Volume 75
Number 3

The Classes

"Thanks for the memories"
A message from AEA Executive Director Bob Carpenter

Sixth Alumni University

Class of ’34 endows scholarship

Japan Emory Alumni Assocation

Anthony Ephirim-Donkor ’88T-’94Phd

Mary Cobb Bugg Callahan ’77G

Raleigh H. Watson ’61D and Henry B. Patterson ’61D

William C. Warren IV ’79M-’82PEDS


"We Teach Possibilities"

Ghost Stories

In Hog Heaven

 

 

 

 

 


Thanks for the memories

A message from the Executive Director of the Association of Emory Alumni

Editor's Note | Bob Carpenter, executive director of the Association of Emory Alumni (AEA) since 1995, has resigned to join the staff of Alumni Holidays International, a Chicago-based provider of travel services to alumni associations. • Carpenter joined the AEA in 1989 as associate director and served as senior associate director and interim executive director before being named executive director. • “In the past five years, the number of alumni programs and participants in those programs have more than doubled, we’ve launched the Alumni Career Network, the participants in our Alumni Travel Program have tripled, and we’ve broken ground on the Miller-Ward Alumni House,” Carpenter said. • Senior Associate Director Gerald B. Lowrey will serve as interim executive director of the AEA, and Director of Regional Programs Allison Dykes will serve as interim executive director for AEA programming.

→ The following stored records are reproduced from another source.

PR #18537, opened 2020-01-08
Fix pod status phases + more

gedimitr:
A number of improvements introduced in the glossary entry for Pod Lifecycle
* Completed / CrashLoopBackOff were removed from the list of pod status phases
* The link to PodStatus in the generated kubernetes api was parametrized regarding version
* Minor editorial changes

### DIFF
--- a/content/en/docs/reference/glossary/pod-lifecycle.md
+++ b/content/en/docs/reference/glossary/pod-lifecycle.md
@@ -9,11 +9,11 @@ related:
 tags:
  - fundamental
 short_description: >
-  A high-level summary of what phase the Pod is in its lifecyle.
+  The sequence of states through which a Pod passes during its lifetime.
  
 ---
- A high-level summary of what phase the Pod is in its lifecyle.
+ The sequence of states through which a Pod passes during its lifetime.
 
 <!--more--> 
 
-The [Pod Lifecycle](/docs/concepts/workloads/pods/pod-lifecycle/) is a high level summary of where a Pod is in its lifecyle.  A Pod’s `status` field is a [PodStatus](/docs/reference/generated/kubernetes-api/{{< param "version" >}}/#podstatus-v1-core) object, which has a `phase` field that displays one of the following phases: Pending, Running, Succeeded, Failed, or Unknown.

Bob Carpenter and his daughter, Jessie

Thanksgiving is still many weeks away, but I feel grateful to Emory University today. Since this is the last time I will write this column, I want to share with you some of the many reasons why my ten years at Emory make me thankful for my good fortune.

I’m grateful to have met Emory alumni of every living generation and to have made friends with many of them. To see the history of this institution reflected in their lives has made for fascinating work.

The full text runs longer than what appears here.